Items listed in a dataset:
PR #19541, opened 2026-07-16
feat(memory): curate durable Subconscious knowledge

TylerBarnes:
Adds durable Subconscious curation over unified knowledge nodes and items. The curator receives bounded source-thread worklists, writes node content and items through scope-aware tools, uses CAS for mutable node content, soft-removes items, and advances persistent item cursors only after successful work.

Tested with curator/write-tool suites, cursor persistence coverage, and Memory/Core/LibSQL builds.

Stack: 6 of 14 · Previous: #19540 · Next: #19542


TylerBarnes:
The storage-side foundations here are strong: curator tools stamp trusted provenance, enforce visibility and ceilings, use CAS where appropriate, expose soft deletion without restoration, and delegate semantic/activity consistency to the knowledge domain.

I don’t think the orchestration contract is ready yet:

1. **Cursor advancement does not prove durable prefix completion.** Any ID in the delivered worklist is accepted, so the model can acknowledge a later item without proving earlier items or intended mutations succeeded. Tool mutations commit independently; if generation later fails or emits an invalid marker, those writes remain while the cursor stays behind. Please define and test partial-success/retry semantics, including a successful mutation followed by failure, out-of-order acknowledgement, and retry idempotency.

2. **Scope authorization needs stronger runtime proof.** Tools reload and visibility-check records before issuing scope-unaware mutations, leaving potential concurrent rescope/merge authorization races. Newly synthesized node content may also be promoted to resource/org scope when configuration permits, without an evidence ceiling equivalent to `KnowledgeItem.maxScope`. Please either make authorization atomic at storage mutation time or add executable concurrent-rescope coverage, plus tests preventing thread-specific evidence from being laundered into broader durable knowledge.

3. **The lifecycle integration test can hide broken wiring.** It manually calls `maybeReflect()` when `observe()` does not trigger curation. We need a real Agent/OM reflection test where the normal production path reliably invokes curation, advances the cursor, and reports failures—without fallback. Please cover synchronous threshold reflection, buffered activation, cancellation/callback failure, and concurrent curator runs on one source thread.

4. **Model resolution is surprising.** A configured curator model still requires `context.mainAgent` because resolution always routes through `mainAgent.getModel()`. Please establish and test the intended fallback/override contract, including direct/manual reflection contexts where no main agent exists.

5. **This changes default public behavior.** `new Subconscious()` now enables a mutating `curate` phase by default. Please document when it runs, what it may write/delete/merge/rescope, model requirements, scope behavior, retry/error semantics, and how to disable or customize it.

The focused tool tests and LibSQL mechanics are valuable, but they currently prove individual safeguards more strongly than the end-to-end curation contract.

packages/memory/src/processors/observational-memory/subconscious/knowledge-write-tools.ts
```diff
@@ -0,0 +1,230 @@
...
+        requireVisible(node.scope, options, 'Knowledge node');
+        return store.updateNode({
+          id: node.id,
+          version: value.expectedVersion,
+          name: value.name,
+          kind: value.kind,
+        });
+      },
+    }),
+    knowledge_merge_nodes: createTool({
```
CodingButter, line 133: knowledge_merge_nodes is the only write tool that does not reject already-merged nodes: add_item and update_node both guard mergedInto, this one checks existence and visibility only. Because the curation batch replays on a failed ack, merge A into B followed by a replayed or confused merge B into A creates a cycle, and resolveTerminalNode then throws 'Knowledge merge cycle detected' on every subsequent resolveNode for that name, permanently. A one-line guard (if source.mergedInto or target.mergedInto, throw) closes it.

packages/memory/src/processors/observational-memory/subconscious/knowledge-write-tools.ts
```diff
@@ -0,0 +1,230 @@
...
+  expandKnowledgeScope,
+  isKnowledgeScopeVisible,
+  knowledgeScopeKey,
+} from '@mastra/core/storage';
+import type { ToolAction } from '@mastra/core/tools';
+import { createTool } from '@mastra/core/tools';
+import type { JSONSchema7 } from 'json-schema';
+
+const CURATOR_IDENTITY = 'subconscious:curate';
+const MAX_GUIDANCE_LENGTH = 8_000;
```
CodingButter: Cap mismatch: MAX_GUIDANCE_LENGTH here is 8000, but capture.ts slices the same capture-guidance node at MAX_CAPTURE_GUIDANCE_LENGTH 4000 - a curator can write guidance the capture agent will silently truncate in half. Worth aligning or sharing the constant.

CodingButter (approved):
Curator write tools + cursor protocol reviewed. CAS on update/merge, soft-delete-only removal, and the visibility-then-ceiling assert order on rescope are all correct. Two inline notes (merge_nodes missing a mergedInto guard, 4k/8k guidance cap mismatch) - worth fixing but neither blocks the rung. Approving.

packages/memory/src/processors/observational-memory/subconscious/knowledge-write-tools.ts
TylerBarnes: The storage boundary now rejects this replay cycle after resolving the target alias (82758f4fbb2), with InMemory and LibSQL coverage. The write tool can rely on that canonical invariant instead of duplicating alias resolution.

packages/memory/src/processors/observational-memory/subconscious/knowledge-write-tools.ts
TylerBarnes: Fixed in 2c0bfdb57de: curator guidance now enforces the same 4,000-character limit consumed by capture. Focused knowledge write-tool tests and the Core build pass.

*GOAL OF THE EXERCISE:* Keep the wording exact. Give all of the records again.

*RESULT:*
PR #19541, opened 2026-07-16
feat(memory): curate durable Subconscious knowledge

TylerBarnes:
Adds durable Subconscious curation over unified knowledge nodes and items. The curator receives bounded source-thread worklists, writes node content and items through scope-aware tools, uses CAS for mutable node content, soft-removes items, and advances persistent item cursors only after successful work.

Tested with curator/write-tool suites, cursor persistence coverage, and Memory/Core/LibSQL builds.

Stack: 6 of 14 · Previous: #19540 · Next: #19542


TylerBarnes:
The storage-side foundations here are strong: curator tools stamp trusted provenance, enforce visibility and ceilings, use CAS where appropriate, expose soft deletion without restoration, and delegate semantic/activity consistency to the knowledge domain.

I don’t think the orchestration contract is ready yet:

1. **Cursor advancement does not prove durable prefix completion.** Any ID in the delivered worklist is accepted, so the model can acknowledge a later item without proving earlier items or intended mutations succeeded. Tool mutations commit independently; if generation later fails or emits an invalid marker, those writes remain while the cursor stays behind. Please define and test partial-success/retry semantics, including a successful mutation followed by failure, out-of-order acknowledgement, and retry idempotency.

2. **Scope authorization needs stronger runtime proof.** Tools reload and visibility-check records before issuing scope-unaware mutations, leaving potential concurrent rescope/merge authorization races. Newly synthesized node content may also be promoted to resource/org scope when configuration permits, without an evidence ceiling equivalent to `KnowledgeItem.maxScope`. Please either make authorization atomic at storage mutation time or add executable concurrent-rescope coverage, plus tests preventing thread-specific evidence from being laundered into broader durable knowledge.

3. **The lifecycle integration test can hide broken wiring.** It manually calls `maybeReflect()` when `observe()` does not trigger curation. We need a real Agent/OM reflection test where the normal production path reliably invokes curation, advances the cursor, and reports failures—without fallback. Please cover synchronous threshold reflection, buffered activation, cancellation/callback failure, and concurrent curator runs on one source thread.

4. **Model resolution is surprising.** A configured curator model still requires `context.mainAgent` because resolution always routes through `mainAgent.getModel()`. Please establish and test the intended fallback/override contract, including direct/manual reflection contexts where no main agent exists.

5. **This changes default public behavior.** `new Subconscious()` now enables a mutating `curate` phase by default. Please document when it runs, what it may write/delete/merge/rescope, model requirements, scope behavior, retry/error semantics, and how to disable or customize it.

The focused tool tests and LibSQL mechanics are valuable, but they currently prove individual safeguards more strongly than the end-to-end curation contract.

packages/memory/src/processors/observational-memory/subconscious/knowledge-write-tools.ts
```diff
@@ -0,0 +1,230 @@
...
+        requireVisible(node.scope, options, 'Knowledge node');
+        return store.updateNode({
+          id: node.id,
+          version: value.expectedVersion,
+          name: value.name,
+          kind: value.kind,
+        });
+      },
+    }),
+    knowledge_merge_nodes: createTool({
```
CodingButter, line 133: knowledge_merge_nodes is the only write tool that does not reject already-merged nodes: add_item and update_node both guard mergedInto, this one checks existence and visibility only. Because the curation batch replays on a failed ack, merge A into B followed by a replayed or confused merge B into A creates a cycle, and resolveTerminalNode then throws 'Knowledge merge cycle detected' on every subsequent resolveNode for that name, permanently. A one-line guard (if source.mergedInto or target.mergedInto, throw) closes it.

packages/memory/src/processors/observational-memory/subconscious/knowledge-write-tools.ts
```diff
@@ -0,0 +1,230 @@
...
+  expandKnowledgeScope,
+  isKnowledgeScopeVisible,
+  knowledgeScopeKey,
+} from '@mastra/core/storage';
+import type { ToolAction } from '@mastra/core/tools';
+import { createTool } from '@mastra/core/tools';
+import type { JSONSchema7 } from 'json-schema';
+
+const CURATOR_IDENTITY = 'subconscious:curate';
+const MAX_GUIDANCE_LENGTH = 8_000;
```
CodingButter: Cap mismatch: MAX_GUIDANCE_LENGTH here is 8000, but capture.ts slices the same capture-guidance node at MAX_CAPTURE_GUIDANCE_LENGTH 4000 - a curator can write guidance the capture agent will silently truncate in half. Worth aligning or sharing the constant.

CodingButter (approved):
Curator write tools + cursor protocol reviewed. CAS on update/merge, soft-delete-only removal, and the visibility-then-ceiling assert order on rescope are all correct. Two inline notes (merge_nodes missing a mergedInto guard, 4k/8k guidance cap mismatch) - worth fixing but neither blocks the rung. Approving.

packages/memory/src/processors/observational-memory/subconscious/knowledge-write-tools.ts
TylerBarnes: The storage boundary now rejects this replay cycle after resolving the target alias (82758f4fbb2), with InMemory and LibSQL coverage. The write tool can rely on that canonical invariant instead of duplicating alias resolution.

packages/memory/src/processors/observational-memory/subconscious/knowledge-write-tools.ts
TylerBarnes: Fixed in 2c0bfdb57de: curator guidance now enforces the same 4,000-character limit consumed by capture. Focused knowledge write-tool tests and the Core build pass.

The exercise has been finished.